9. Hukuk Dairesi 2011/52052 E. , 2014/2274 K.
"İçtihat Metni"MAHKEMESİ : BAKIRKÖY 7. İŞ MAHKEMESİ
TARİHİ : 17/11/2011
NUMARASI : 2009/454-2011/760
DAVA :Davacı, kıdem tazminatı, yıllık izin ücreti, fazla mesai ücreti ile ücret alacaklarının ödetilmesine karar verilmesini istemiştir.
Yerel mahkeme, isteğin reddine karar vermiştir.
Hüküm süresi içinde davacı avukatı tarafından temyiz edilmiş olmakla, dava dosyası için Tetkik Hakimi tarafından düzenlenen rapor dinlendikten sonra dosya incelendi, gereği konuşulup düşünüldü:
Y A R G I T A Y K A R A R I
A) Davacı İsteminin Özeti:
Davacı, davalıların sahibi olduğu Büyükçekmece, .. köyü, Dangacı Gölü mevkii, . pafta, . parsel üzerindeki inşaat işyerinde 1995 Eylül"ünden 1998 Nisan ortasına kadar idareci-amir olarak çalıştığını, hafriyatından sıvasına kadar tüm inşaat süresi boyunca ekipman, malzeme ve işçileri bulup getirdiğini, işi organize edip, inşaatın plan ve projesine uygun yapımını ve ödemeleri yönettiğini, tüm inşaat süresi boyunca hafta tatili ve yıllık izin kullanmaksızın sabah 08:00, akşam 20:00 saatleri arasında görevinin başında durduğunu, o tarihlerde davalıların henüz küçük yaşta olduklarını, davalıların babası H.. F.. Ç.."in, iş bitiminde Mercedes marka 0 km bir binek oto almayı taahhüt ettiğini ancak taahhütünü yerine getirmediğini, daha sonra ne H.. F.."un ne de davalıların nakti bir ödeme yapmadıklarını iddia ederek kıdem tazminatı, ücret, yıllık izin ücreti ve fazla mesai alacağının davalılardan tahsiline karar verilmesini talep ve dava etmiştir.
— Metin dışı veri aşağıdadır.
PR #3592, opened 2020-12-06
Add Docusaurus to the SSG category

lex111:
Actually Docusaurus is static generator website. Of course, it is used a lot as a tool for creating documentation. But with [v2](https://v2.docusaurus.io/), which many people are already using, Docusaurus has become a full-fledged SSG.

сс @AliasIO


AliasIO:
Thanks!

PR #3605, opened 2020-12-09
Add SMSBump/Marketing automation

nurbek91:
Website:
https://smsbump.com/

Example websites:
https://www.dickpondathletics.com/ (BigCommerce )

Not covered examples (Shopify):
**https://d3dsecurity.com/, https://www.furgrip.co.uk/** 
```
"link[class*='smsbump']": {
          "attributes": {
            "class": ""
          }
        }
```

**https://lucyave.com/**
```
"div[id*='smsbump-form']": {
          "attributes": {
            "id": ""
          }
        },
```

### DIFF
--- a/src/technologies.json
+++ b/src/technologies.json
@@ -14175,6 +14175,27 @@
       },
       "website": "https://www.smartstore.com"
     },
+    "SMSBump": {
+      "cats": [
+        32
+      ],
+      "description": "SMSBump is a text marketing automation app available for Shopify, BigCommerce and OpenCart.",
+      "icon": "SMSBump.svg",
+      "dom": {
+        "div[id*='smsbump-form']": {
+          "attributes": {
+            "id": ""
+          }
+        }
+      },
+      "js": {
+        "SMSBumpForm": ""
+      },
+      "scripts": "smsbump\\.com",
+      "saas": true,
+      "pricing": ["low", "freemium", "recurring"],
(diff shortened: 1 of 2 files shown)


src/technologies.json
```diff
@@ -14175,6 +14175,32 @@
...
       "website": "https://www.smartstore.com"
     },
+    "SMSBump": {
+      "cats": [
+        32
+      ],
+      "description": "SMSBump is a text marketing automation app available for Shopify, BigCommerce and OpenCart.",
+      "icon": "SMSBump.svg",
+      "dom": {
+        "div[id*='smsbump-form']": {
```
AliasIO, line 14185: Should this be a partial match or can you just use `"div.smsbump-form"`?

src/technologies.json
```diff
@@ -14175,6 +14175,32 @@
...
+          "attributes": {
+            "id": ""
+          }
+        },
+        "link[class*='smsbump']": {
```
AliasIO, line 14190: Can this be `"link.smsbump"`?

src/technologies.json
nurbek91: Yes a partial match is needed

src/technologies.json
nurbek91: I can remove DOM search. Since this is a Shopify specific problem only.
I had to go there because of the async scripts that probably do not have time to load.

PR #3607, opened 2020-12-10
Update apps.json

taggboxwappalyzer:
Updated tracking url from web.taggbox.com to widget.taggbox.com


AliasIO:
Thanks! I changed to it `(widget|web)` to capture sites using either. Please let me know if that's wrong.

PR #3617, opened 2020-12-11
Update generator regex for Docusaurus

lex111:
The meta generator value of the second (new) version of Docusaurus looks like this: `Docusaurus v2.0.0-alpha.x`.
So currently, in fact, Wapplyzer does not recognize sites created with Docusaurus v2. But without breaking the recognization of sites on Docusaurus v1 (just `Docusaurus` without specifying version).
This PR is trying to fix it.

сс @AliasIO

### DIFF
--- a/src/technologies.json
+++ b/src/technologies.json
@@ -4419,7 +4419,7 @@
         "search.indexName": ""
       },
       "meta": {
-        "generator": "^Docusaurus$"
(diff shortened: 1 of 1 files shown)


AliasIO:
Thanks!

lex111:
@AliasIO could you please check the correctness of this regular expression? I just went to https://v2.docusaurus.io/ now and I don't see that Wappalyzer recognizing Docusaurus use. Maybe I was wrong?

PR #3672, opened 2020-12-29
fix malformed JSON

Kikobeats:
Please, next time add a way to lint your JSON file (such as https://github.com/zaach/jsonlint) before commit it!


AliasIO:
Thanks!

PR #413, opened 2025-08-05
SES message processing

bryophyta:
## What does this change?

- Add a code path to the ingestion-lambda which will ingest SES messages in largely the same way as SQS messages.
- Move the email verification function from the email-filter-lambda project to the shared project, so that we can apply verification in the ingestion lambda too.
- Add a `/copy.json` endpoint to the main app, to allow us to see processed email messages for debugging. (Proper UI for email messages will be added later.)

## How to test

- [x] Deploy to CODE, send a test email, check whether it shows up at `/copy.json` (unless flagged as spam etc.)

## Accessibility


ingestion-lambda/src/handler.ts
```diff
@@ -1,17 +1,49 @@
...
+import { processEmailContent } from './processEmailContent';
 
-function processMessage(
+function processSESRecord(record: SESEventRecord): OperationResult<{
+	externalId: string;
+	objectKey: string;
+}> {
+	const { ses } = record;
+
+	const { hasFailures, failedChecks } = findVerificationFailures(ses.receipt);
```
bryophyta, line 25: adding the verification failure checks here because the email filtering lambda hasn't been switched on properly yet, but when it has we can delegate to it if we want to

ingestion-lambda/src/processEmailContent.test.ts
```diff
@@ -0,0 +1,62 @@
...
+		const emailData = sampleMimeEmailData();
+		const { from, subject, text, date } = await parseEmail(emailData);
+		expect(from).toBe('"Correspondent A" <correspondent.a@example.com>');
+		expect(subject).toBe('Test subject line');
+		expect(text).toContain('This is some test copy: hello world');
+		expect(date).toBe('Wed, 16 Jul 2025 08:38:29 GMT');
+	});
+});
+
+export function sampleMimeEmailData() {
```
lindseydew, line 14: Since this is returning static data I think this can be a const here?

ingestion-lambda/src/handler.test.ts
```diff
@@ -267,21 +274,78 @@ describe('handler.main', () => {
...
+		mockSql.mockResolvedValue([{ id: 1 }]);
+
+		mockInitialiseDbConnection.mockResolvedValue({
+			sql: mockSql as unknown as postgres.Sql,
+			closeDbConnection: jest.fn(),
+		});
+
+		const sesEvent = {
+			Records: [
+				{
```
lindseydew, line 293: Small point, but might be nice to move the creation of this object and call it something to show it's successful, and then you can make a another one that just varies the spam verdict

ingestion-lambda/src/handler.ts
```diff
@@ -31,45 +63,64 @@ function processMessage(
...
+		return processSESRecord(record);
+	} else {
+		return processSQSRecord(record);
+	}
+}
+
+function isSESRecord(
+	record: SESEventRecord | SQSRecord,
+): record is SESEventRecord {
+	return 'ses' in record;
```
lindseydew, line 79: Is this fully robust? Could an sqs record that has the string ses pass this check? Might be unlikely but could be worth seeing if there is a specific field to key from.

lindseydew (commented):
Looking really good. Just a few small comments

newswires/app/controllers/QueryController.scala
```diff
@@ -48,9 +63,10 @@ class QueryController(
     val maybePreset =
       request.getQueryString("preset").flatMap(SearchPresets.get)
 
-    val suppliersToExcludeByDefault =
-      if (featureSwitchProvider.ShowGuSuppliers.isOn()) Nil
-      else List("GuReuters", "GuAP")
+    val suppliersToExcludeByDefault: List[String] = List(
+      "UNAUTHED_EMAIL_FEED"
+    ) ++ (if (featureSwitchProvider.ShowGuSuppliers.isOn()) List.empty
+          else List("GuReuters", "GuAP"))
```
lindseydew, line 70: I'd perhaps express this as: 

```
val suppliersToExcludeByDefault =
      if (featureSwitchProvider.ShowGuSuppliers.isOn()) List("UNAUTHED_EMAIL_FEED")
      else List("GuReuters", "GuAP", "UNAUTHED_EMAIL_FEED")
``` 

Even though it duplicates the email supplier, it feels a bit easier not to have to do string concat mentally. 


This this could also be good to perhaps move out of the main function and write a unit test for (more for documenting business logic than anything else)

lindseydew: It would probably also be good to unit test the resolution of `suppliersExcl`. 

This expression: 

```
request.queryString
        .get("supplierExcl")
        .map(_.toList)
        .getOrElse(Nil) ++ suppliersToExcludeByDefault.filterNot(
        suppliers.contains
      )
```

Because there are a few variations on this depending on whether the switch is on, or what is present in the suppliers query. 

(Though the 
```
request.queryString
        .get("supplierExcl")
        .map(_.toList) 
```
could be computed else where so you don't have to worry about having a request object in the unit test. 

Let me know if it doesn't make sense

ingestion-lambda/src/processEmailContent.test.ts
bryophyta: good call -- my reason for making it a function was just so that it could go at the bottom of the file while I was developing, but , but I agree that a `const` is more expressive of the intent so I've updated it now, exporting from its own file as it's actually consumed in two places now 👍👍

ingestion-lambda/src/handler.ts
lindseydew: Ok cool 👍

PR #415, opened 2025-08-05
Need to vary the composer host to match the stage!

andrew-nowak:
## What does this change?

Oversight in #382  - I forgot to come back and fix where I'd hardcoded composer's CODE domain on insertion to the new database 🤦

B) Davalı Cevabının Özeti:
Davalılar vekili, davacının iddia ettiği inşaat işinin 22.12.1997 tarihinden önce tamamen bittiğini, bu tarihte Kıraç Belediye Başkanlığı"ndan Yapı Kullanma İzin Belgesi alındığını, bu nedenle davacının taleplerinin zamanaşımına uğradığını savunarak açılan davanın reddine karar verilmesini talep etmiştir.
C) Yerel Mahkeme Kararının Özeti:
Mahkemece, esasen taraflar arasındaki sözleşmenin eser sözleşmesi olduğunun Büyükçekmece 3. Asliye Hukuk Mahkemesi"nin kararı ile sabit olmasına rağmen, davacının aralarındaki sözleşmenin hizmet sözleşmesi olduğundan bahisle açtığı bu davada talep edilen alacaklarla ilgili, davacının hizmet sözleşmesinin bitim süresi olduğunu iddia ettiği tarih nazara alındığında zamanaşımının dolduğu, talep edilen alacaklarla ilgili 5 ve 10 yıllık sürelerinin dava tarihi itibariyle geçtiğinin anlaşılmış olduğu, gerekçesiyle açılan davanın reddine karar verilmiştir.
D) Temyiz:
Kararı süresi içersinde davacı temyiz etmiştir.
E) Gerekçe:
Uyuşmazlık taraflar arasındaki ilişkinin 4857 sayılı İş Kanunu kapsamında değerlendirilip değerlendirilemeyeceği ve bu bağlamda iş mahkemesinin görevi noktasında toplanmaktadır.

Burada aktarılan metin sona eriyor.